If you're a ChronicComplainer
, realize that your complaining may be the root of many of your problems.
On the other hand, meekly accepting things that are clearly broken merely because you "have it really good" in general just makes you part of the problem. I would like my kids, and their kids, to have it really good as well.
moved from CorporateGovernment
"Gosh, life sure does suck here in the Western world in 2001, what with all this capitalism and CorporateGovernment
. I sure wish we had the RomanEmpire
back, or the Middle Ages. Or maybe I'd be a lot better off in one of those communist countries. Not sure why everyone tries to escape from those places just to come over here and get exploited."
Someone in Rome could have made the same case - things being bad elsewhere doesn't mean they are perfect here. Are we so limited in our vision that the only political systems we can imagine are Imperial Rome, Medieval France, Stalinist Russia and Corporate America? There are other political systems in existence today, even!
Actually, the point is only that, while of course things always can and should be improved, we have things
spectacularly good, so all this grousing seems out of place.

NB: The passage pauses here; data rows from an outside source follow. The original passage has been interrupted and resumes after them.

PR #2275, opened 2020-03-15
[WIP] Add Ansible examples to Sensu Go docs

tadeboro:
## Description

This PR introduces Ansible examples into the Sensu Go docs alongside YAML and JSON ones.

## Motivation and Context

Users that are trying to automate their Sensu Go deployments using Ansible from the get-go need to consult two different documents: one with the Sensu Go information and one with the Ansible collection information. Placing sample Ansible tasks alongside the YAML and JSON examples should make this task a bit easier for the end-user.

### DIFF
--- a/content/sensu-go/5.18/reference/assets.md
+++ b/content/sensu-go/5.18/reference/assets.md
@@ -395,6 +395,15 @@ spec:
 }
 {{< /highlight >}}
 
+{{< highlight ansible >}}
+- name: Minimal set of asset attributes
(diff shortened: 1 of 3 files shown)


cwjohnston:
Hi @tadeboro, thanks for taking the time to open this PR.

I think the idea has merit, but with our current priorities we aren't ready to expand the scope of these documents to include configuration management DSLs. 

For now I'll close this issue with our thanks and perhaps we will revisit the idea at a later date.

PR #2318, opened 2020-03-30
Update install Sensu links for 5.19

rgeniesse:
Update install-sensu with 10682 build number for 5.19


hillaryfraley:
@rgeniesse I'm not 100% sure the MIPS tar/zip links will work -- I guessed on the format based on links for other systems. I can help check them when the packages are published.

In general, overall, we have things REALLY REALLY GOOD here in the West (even though further improvement is of course a theoretical possibility). For people to complain this stridently, almost as if they were being tortured in prisons, suggests that they are complaining for some other reason than genuine mistreatment at the hands of government or corporations. What do you think it might be?
Well, everyone's experience is different, I guess. I agree that some people are over-the-top in their complaints, and fail to appreciate what they *do* have. On the other hand, just because it's easy to find people less fortunate than yourself doesn't mean the system you're in is anywhere near optimal. I (or anybody going just by their own experience) don't know what industry averages really look like.
I do know what it's like to work in a place where the average work week is > 70 hours. On bad months it was > 80 hours. There's not much space for a life there, even if you have enormous wealth to leverage. This is broken on so many levels, it's hard to know where to start. People simply aren't efficient with those hours. I'm certain that over time they could get more done in less hours. But the culture insists that if you aren't putting the hours in, you aren't pushing hard enough. With a more sane style of work, people and companies could be more productive, create more wealth, *and* have more 'free' hours.
I guess some people just get frustrated about that. Wealth isn't a guarantee of a good quality of life. Large amounts of money aren't ever required. Too much focus on wealth necessarily means less focus on other, *equally important* aspects of quality of life. I hypothesize that this has something to do with why, as a whole, the UnitedStatesOfAmerica
isn't a contender for the best quality of life in any meaningful study I know of.
are not about accepting what you have and being happy with it. Rather, they point out that someone who constantly complains about a lot of things loses credibility in the eyes of those who might be able to address the complaints. Constant complaints are often an activity of people who want to avoid responsibility or who don't have any ideas for improving the situation.
If you really want to make things better, consider these actions:
- Set priorities, and concentrate on the really serious problems first. Don't waste your energy, or the energy of people who can help you, on trivial matters. If you complain about everything, people won't take you seriously.
- Suggest a realistic solution. If you don't know how to fix the problem, or only have unrealistic solutions, then people won't take you seriously.
- ActInsteadOfComplain! If you don't like the sloppy coding of your teammates, then don't just whine about it: write up a CodingStandard or critically review some of their work. If you don't like the UnitTests, write some tests of your own. LeadByExample.
- Show respect for the other side. If you tell people that they are idiots and liars, they tend to ignore you. You'll get more accomplished if you act as if you are all working together toward a common goal and as if the others are as competent as you are. AssumeGoodFaith.
- Talk to people who can help. Sharing your complaints with co-workers and friends in the break room may be a useful emotional outlet, but if you really want to change things, you'll need the courage to bring the issues up with people in charge. HelpYourManager.
- If you can't convince others that you are right, then let it go. Continued complaints will only reinforce others' opinions that you are being unreasonable. Instead, find someone else to complain to, or wait until an opportunity comes up to reintroduce your complaint in a different way.
There's a difference between
- idle complaints (WouldntItBeNiceIf)
- mean-spirited complaints
- complaints about actual problems, made in a spirit of encouraging fixing of those problems
- complaints meant to stimulate discussion about something perceived to be a problem (but others may think is not).
People often don't distinguish between these when they hear a complaint.